Kondisi di atas menggambarkan betapa masih kelabakannya pemerintah dalam menghadapi persoalan pangan. Jelas ada sesuatu yang salah.

Kondisi ini sebenarnya dapat ditelusur dari dua pendekatan, yakni faktor alam (input produksi), atau karena faktor sistem (distribusi dan regulasi). Penelusuran ini dapat dicari berdasarkan beberapa kasus di lapangan.
Pertama, seperti seringnya harga pangan tiba-tiba melonjak, padahal tidak ada tekanan permintaan (demand). Kedua, kenaikan harga pangan di pasar komoditas malah menurunkan harga gabah yang dibeli dari petani (berarti para petani tidak diuntungkan dari kenaikan harga pangan).

Ketiga, tata niaga saat ini dikuasai oleh segelintir korporasi, yang jelas-jelas untuk akumulasi keuntungan.
Keempat, kegemaran mengimpor namun malas untuk berproduksi (kebijakan yang tidak pro-produksi, seperti mahalnya sarana produksi dan gencarnya konversi lahan) berdampak pada disinsentif bagi petani. 

Beberapa contoh ini jelas menggambarkan bahwa sektor pangan didominasi oleh orientasi pasar, yang semakin menguatkan kebijakan neoliberal. Dengan demikian, faktor 'sistem' di sini menjadi persoalan. Maka, persoalan pangan memang karena lemahnya dalam mengurus soal pangan (baca: politik pangan). Publik semakin sinis akan kemampuan pemerintah dalam mengelola politik pangan.

Cita-cita ketahanan pangan nasional masih jauh panggang dari api. Gembar-gembor kesuksesan dalam meningkatkan produksi dan aksesbilitas pangan sekedar proforma yang diindikasikan hanya sebagai tujuan untuk pencitraan betapa makmurnya negeri ini.

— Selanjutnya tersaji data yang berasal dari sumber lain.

PR #4755, opened 2026-01-13
Fix compilation on macOS ARM64: Use faiss::idx_t instead of long test_hamming

dascoder:
There's a build failure triggered by vector types in test_hamming.cpp. On  macOS ARM64 long and int64_t are distinct types. 
Here's a fix.


alibeklfc:
Hi, @dascoder. Thank you for your contribution! I was able to reproduce the error and will merge this PR after all tests pass.

dascoder:
> Hi, @dascoder. Thank you for your contribution! I was able to reproduce the error and will merge this PR after all tests pass.

Awesome Thanks!

PR #4757, opened 2026-01-14
Change default qb from 0 to 4 in RaBitQ indexes

alibeklfc:
Summary: Enable query quantization by default for RaBitQ indexes instead of using raw fp32 values. A qb value of 4 provides a good balance between search performance and accuracy.

Differential Revision: D90704860

### DIFF
--- a/faiss/IndexIVFRaBitQ.h
+++ b/faiss/IndexIVFRaBitQ.h
@@ -19,7 +19,7 @@
 namespace faiss {
 
 struct IVFRaBitQSearchParameters : IVFSearchParameters {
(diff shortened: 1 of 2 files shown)


alexanderguzhva:
@alibeklfc any benchmarks on this topic? I wonder whether this behavior is dataset-specific.

alibeklfc:
@alexanderguzhva We have decided to change default qb value from 0 to 4, because 0 is much slower. We have benchmarked on SyntheticDatase.  Flat was faster than rabitq with qb = 0. We are not changing anything in the implementation, only the default value of qb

Karena masalah pangan di Indonesia jelas bukanlah permasalahan perkara produksi (teknis pertanian), namun lebih kepada persoalan politik (political problem). Akar persoalan pangan juga bukanlah kelangkaan alami, melainkan kebijakan yang kurang kompeten. Maka, peran pemerintah disini menjadi sangat vital.

Pasar pangan harus benar-benar diintervensi secara penuh oleh pemerintah agar tidak dipermainkan oleh tangan-tangan tak terlihat. Sehingga, domain terbesar dalam mengelola pangan adalah kebijakan yang berdimensi kelembagaan. Namun demikian, dimensi non-harga juga masih sangat penting, seperti kebijakan pro-peningkatan produktivitas pertanian. Juga, penting untuk diingat, sektor pertanian harus menjadi kebijakan prioritas, karena akan percuma saja jika pertumbuhan ekonomi tinggi namun masyarakat yang masuk tipikal kemiskinan harga pangan adalah jenis kemiskinan yang masih kedap terhadap laju pertumbuhan ekonomi.